PR #59, opened 2016-07-05
Fix EZP-25960: Double layout using legacy /layout/set module and LegacyKernelController

lolautruche:
> https://jira.ez.no/browse/EZP-25960

When using `/layout/set` legacy module through `LegacyKernelController` having a module layout configured, result from legacy kernel is rendered using this module layout.
However, when using `/layout/set`, you already define a layout in legacy stack (via `layout.ini`. Problem is that the result from `/layout/set` will be embedded in the configured module layout, which can give very
unexpected results.
Best example is that when you want to render XML, JSON or anything not HTML, you'll have the result embedded in some HTML layout.)

This patch adds `_ezpublishLegacyLayoutSet` route which corresponds to `/layout/set` module, and ensures that if this route is used through legacy kernel, custom layout won't be used.
This fixes the usual behavior of layout module.

### DIFF
--- a/bundle/Resources/config/routing.yml
+++ b/bundle/Resources/config/routing.yml
@@ -26,3 +26,10 @@ _ezpublishLegacyRest:
         _controller: ezpublish_legacy.rest.controller:restAction
     requirements:
         path: .*
+
+_ezpublishLegacyLayoutSet:
+    path: /layout/set/{path}
+    defaults:
+        _controller: ezpublish_legacy.controller:indexAction
+    requirements:
+        path: .+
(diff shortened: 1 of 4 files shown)


bdunogier:
+1

bundle/Resources/config/routing.yml
```diff
@@ -26,3 +26,10 @@ _ezpublishLegacyRest:
         _controller: ezpublish_legacy.rest.controller:restAction
     requirements:
         path: .*
+
+_ezpublishLegacyLayoutSet:
+    path: /layout/set/{path}
```
andrerom: does this work with uri SA?

lolautruche: > does this work with uri SA

Yes, as we override default router tu use semanticPathinfo. So this will always work.
The requirements is just to allow `/` for `{path}`

lolautruche:
@andrerom Is this OK for you ?

lolautruche:
Any feedback please ?
@andrerom @bdunogier @yannickroger

andrerom:
+1

The two others are out catching pokemons but should be back next week ;)

yannickroger:
+1

yannickroger:
Thanks @lolautruche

****************************************

> Your objective:
Reproduce every entry above exactly as it was written.

> Solution for this problem:
PR #59, opened 2016-07-05
Fix EZP-25960: Double layout using legacy /layout/set module and LegacyKernelController

lolautruche:
> https://jira.ez.no/browse/EZP-25960

When using `/layout/set` legacy module through `LegacyKernelController` having a module layout configured, result from legacy kernel is rendered using this module layout.
However, when using `/layout/set`, you already define a layout in legacy stack (via `layout.ini`. Problem is that the result from `/layout/set` will be embedded in the configured module layout, which can give very
unexpected results.
Best example is that when you want to render XML, JSON or anything not HTML, you'll have the result embedded in some HTML layout.)

This patch adds `_ezpublishLegacyLayoutSet` route which corresponds to `/layout/set` module, and ensures that if this route is used through legacy kernel, custom layout won't be used.
This fixes the usual behavior of layout module.

### DIFF
--- a/bundle/Resources/config/routing.yml
+++ b/bundle/Resources/config/routing.yml
@@ -26,3 +26,10 @@ _ezpublishLegacyRest:
         _controller: ezpublish_legacy.rest.controller:restAction
     requirements:
         path: .*
+
+_ezpublishLegacyLayoutSet:
+    path: /layout/set/{path}
+    defaults:
+        _controller: ezpublish_legacy.controller:indexAction
+    requirements:
+        path: .+
(diff shortened: 1 of 4 files shown)


bdunogier:
+1

bundle/Resources/config/routing.yml
```diff
@@ -26,3 +26,10 @@ _ezpublishLegacyRest:
         _controller: ezpublish_legacy.rest.controller:restAction
     requirements:
         path: .*
+
+_ezpublishLegacyLayoutSet:
+    path: /layout/set/{path}
```
andrerom: does this work with uri SA?

lolautruche: > does this work with uri SA

Yes, as we override default router tu use semanticPathinfo. So this will always work.
The requirements is just to allow `/` for `{path}`

lolautruche:
@andrerom Is this OK for you ?

lolautruche:
Any feedback please ?
@andrerom @bdunogier @yannickroger

andrerom:
+1

The two others are out catching pokemons but should be back next week ;)

yannickroger:
+1

yannickroger:
Thanks @lolautruche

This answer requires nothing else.